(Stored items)
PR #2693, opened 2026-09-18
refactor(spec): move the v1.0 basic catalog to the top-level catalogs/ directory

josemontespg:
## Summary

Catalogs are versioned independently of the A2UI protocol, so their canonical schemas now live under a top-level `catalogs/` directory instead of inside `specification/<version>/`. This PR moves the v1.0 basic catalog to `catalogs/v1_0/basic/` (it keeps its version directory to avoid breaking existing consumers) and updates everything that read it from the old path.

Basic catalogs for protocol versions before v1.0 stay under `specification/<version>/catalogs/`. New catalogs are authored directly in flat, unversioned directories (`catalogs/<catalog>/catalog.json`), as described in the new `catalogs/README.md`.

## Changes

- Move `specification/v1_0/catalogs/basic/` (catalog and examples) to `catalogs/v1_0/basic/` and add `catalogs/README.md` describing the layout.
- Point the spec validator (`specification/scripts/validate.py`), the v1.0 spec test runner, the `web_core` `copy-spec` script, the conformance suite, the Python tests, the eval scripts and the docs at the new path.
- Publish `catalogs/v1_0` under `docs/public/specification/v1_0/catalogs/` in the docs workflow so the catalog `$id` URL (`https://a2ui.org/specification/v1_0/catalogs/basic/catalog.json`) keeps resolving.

__Prompt__
When a line of the records includes "README", that line belongs in the answer.

__Task output__
Basic catalogs for protocol versions before v1.0 stay under `specification/<version>/catalogs/`. New catalogs are authored directly in flat, unversioned directories (`catalogs/<catalog>/catalog.json`), as described in the new `catalogs/README.md`.
- Move `specification/v1_0/catalogs/basic/` (catalog and examples) to `catalogs/v1_0/basic/` and add `catalogs/README.md` describing the layout.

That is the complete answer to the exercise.